Virgin on the Rock

Today we hear Richard Branson has become the preferred bidder for Northern Rock. It is good news that there is some movement, and there could be an outcome which keeps some of the Northern Rock staff trading with a new owner and looking after the customers and loans.

The scheme outlined on the radio implies the Bank of England and the Treasury did not take proper security for all the loans they advanced. It is high time Mr Darling explained the true position about this, and if they failed to take sufficient security for all the lending to explain why they made such an extraordinary decision.

According to the briefings so far, the taxpayer will get around half the money back immediately, and the other half back over a 2-3 year period. In the meantime the taxpayer will get similar security to other creditors. Presumably it also means no more government lending to Northern Rock, compared to the current position where the taxpayer is on the hook to lend more all the time there are deposit withdrawals. That would be a welcome development.

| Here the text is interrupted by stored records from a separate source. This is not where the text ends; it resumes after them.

PR #366, opened 2026-03-03
[BUGFIX] Move `PolymodScriptClassMacro` metadata into a resource

TechnikTil:
## What does this PR do?
This PR moves the registry generated by `PolymodScriptClassMacro` into a `haxe.Resource`. 

This was done due to the C++ file becoming really long in some repositories, making compilers hang and sometimes causing Segmentation faults.

This is what `PolymodScriptClassMacro.cpp` looks like in Friday Night Funkin' currently.
image
With this PR, those lines are gone.

### DIFF
--- a/polymod/hscript/_internal/PolymodScriptClassMacro.hx
+++ b/polymod/hscript/_internal/PolymodScriptClassMacro.hx
@@ -7,7 +7,6 @@ import haxe.macro.Type;
 import haxe.macro.Type.ClassType;
 import polymod.util.MacroUtil;
 #end
-import haxe.rtti.Meta;
 
 using StringTools;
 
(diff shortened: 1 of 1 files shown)


polymod/hscript/_internal/PolymodScriptClassMacro.hx
```diff
@@ -180,17 +184,26 @@ class PolymodScriptClassMacro
...
 
+    var metaData = {
+      hscriptedClasses: hscriptedClassEntries,
+      abstractImpls: abstractImplEntries,
+      typedefs: typedefEntries
+    };
+
+    var metaDataHXSF = haxe.Serializer.run(metaData);
+    Context.addResource(METADATA_RESOURCE_NAME, haxe.io.Bytes.ofString(metaDataHXSF));
+
```
TechnikTil, line 206: Just so you know, I moved this above the `Sys.time` call due to `haxe.Serializer` sometimes being slow, which is something that should be reported with this macro instead of just random compiler jank.

moondroidcoder (approved):
It works !

Hundrec (approved):
It does!

PR #368, opened 2026-03-06
[ENHANCEMENT] Fill the `preprocesorValues` map with defines

KoloInDaCrib:
This PR just adds the values from `haxe.macro.Context.getDefines();`, as the logic was coded in beforehand

Tested with both
```haxe
#if desktop [...] #end
```
and
```haxe
#if (polymod >= "1.0.0") [...] #end
```
and they seem to work fine.


EliteMasterEric:
This is surprisingly simple code for something that achieves something so useful, and in a way that identically matches how the same thing would be done in source! Will review and approve if it works good.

That may be a good outcome. To be able to judge it, the taxpayers’ representatives need to know how bad our starting position is. What, if anything, has been promised on repayment dates for the current loans? How many of them are secured on specific assets, which is better than a floating charge assuming they are secured on good assets in sufficient quantities? I have asked all these questions, but the taxpayer is still in the dark about how much money has been committed and on what basis.

Mr. Darling has made it impossible for the market to value the shares, as the market does not know the basics about how much money for how long is available to the company. If he is to persaude us all that he now will do a good deal for the taxpayer and for the UK fianncial system – his two legitimate aims – he needs to tell us more about the current position. The BBC this morning themselves asserted that there is a false market in the shares. The reason must be the lack of government transparency. That is unacceptable, after the Chancellor’s lecture to bankers that they needed to be more transparent!

I do hope Mr cable is getting ready with his apology for his irresponsible behaviour, if there is a successful rescue bid for Northern Rock. He has been so keen to attack Northern Rock and all involved with the company, making a rescue that more difficult.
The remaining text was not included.